Bez tytułu
Komentarze: 1
...a wiec bilans calkiem niezly...dzien mimo, ze dlugi i meczocy to jakos znow nastrajam sie na jakies dobre tory...a teraz kiedy siedze w domu to postanowilam sobie wlaczyc plyte Juliette Lewis (California, Natural Born Killers) i jej zespol the lick...niespodziewalam sie tego co uslyszalam...wprawdzie nie wyglada mi ona na grzeczna dziewczynke...i nie myslalam, ze bedzie to cos pokroju britney...ale zaskakuje mnie brzmienie tej plyty...z poglosem, z przestrzenia...z dobrym wokalem, troche przypomina mi to Eddie Brickle and the new bohemians...troche nawet wczesna SKIN...rozwala mnie brzmienie gitar, mimo, ze proste riffy to jakos to wszystko siedzi w kupie...no i moja zawsze ulubiona zawsze perkusja...mam wrazenie, czuje, ze gosc siedzacy za bebnami sie usmiecha i zagryza warge...ehhh...zaraz zgrywam to na audio i zapodaje na wzmacniacz (ktory i tak niedlugo zostanie mi odebrany - chyba czas rozwazyc zakup takiego ustrojstwa i odkupienie kolumn od Maciejki :-))...ehhh...na prawde jestem dobrze nastrojona...zeby kazdy sie tak czul jak ja dzis...

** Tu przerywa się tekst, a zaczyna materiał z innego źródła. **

PR #44, opened 2023-02-24
[WAL-432] Profile Icon

hrehman-sphereon:


src/components/assets/icons/SSIEntityIcon/index.tsx
```diff
@@ -1,29 +1,40 @@
...
+import { connect } from 'react-redux'
 
 import { entities, fonts } from '../../../../styles/colors'
+import { RootState } from '../../../../types'
+import { getGeneralInitialsOfUserName } from '../../../../utils/UserUtils'
 
 export interface IProps {
   size?: number
-  color?: ColorValue
+  fontColour?: ColorValue
```
BtencateSphereon, line 12: Color instead of colour

src/components/assets/icons/SSIEntityIcon/index.tsx
```diff
@@ -1,29 +1,40 @@
+import { Avatar } from '@rneui/themed'
```
BtencateSphereon, line 1: i rather not use third party packages for this. making a view with a style that makes it a circle does not require anything

BtencateSphereon (changes requested):

src/components/assets/icons/SSIEntityIcon/index.tsx
hrehman-sphereon: fixed

src/components/assets/icons/SSIEntityIcon/index.tsx
hrehman-sphereon: fixed

src/components/assets/icons/SSIEntityIcon/index.tsx
```diff
@@ -1,29 +1,41 @@
...
+  SSITextH2LightStyled as AvatarText
+} from '../../../../styles/components'
+import { RootState } from '../../../../types'
+import { getDefaultUserNameInitials } from '../../../../utils/UserUtils'
 
 export interface IProps {
   size?: number
-  color?: ColorValue
-  backgroundColor?: ColorValue
+  fontColor?: ColorValue
```
hrehman-sphereon, line 15: I think we should leave it as prop and not move it to styles as in future it is possible to have multiple avatars displayed in same view/list etc.

src/components/assets/icons/SSIEntityIcon/index.tsx
```diff
@@ -1,29 +1,41 @@
...
+  bgColor?: ColorValue
```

...kolejna rzecz to fakt, ze sprzedaz mojego niegdysiejszego, wcale uzywanego zamzunga zaowocowalo pewnymi innymi skutkami...Wojtek, wiesz o co chodzi...w ogole w tej materii jakos sie ruszylo...oby tak dalej...
...wystawa, w ktora wlozylam mase serca, czasu, zaangazowania...w jej przygotowanie od poczatku do konca, w wymyslanie, jak zrobic, zeby byla 1000% poprawna, w jej produkcje itp...w kazdym razie ta wystawa wypalila calkiem niezle...chyba nawet zapodam tu jakies zdjecia z wernisazu...bo niechybnie jutro ukaza sie w prasie...jestem z nas dumna...odwalilismy kaaaawaaal dobrej wszystkim potrzebnej roboty...mundial raz jeszcze...dzis...kiedy zaczyna sie liga mistrzow...
...brawo Ania, brawo Maciek..."brawo ten Pan" (Bohdan Lazuka - entliczek pentliczek)...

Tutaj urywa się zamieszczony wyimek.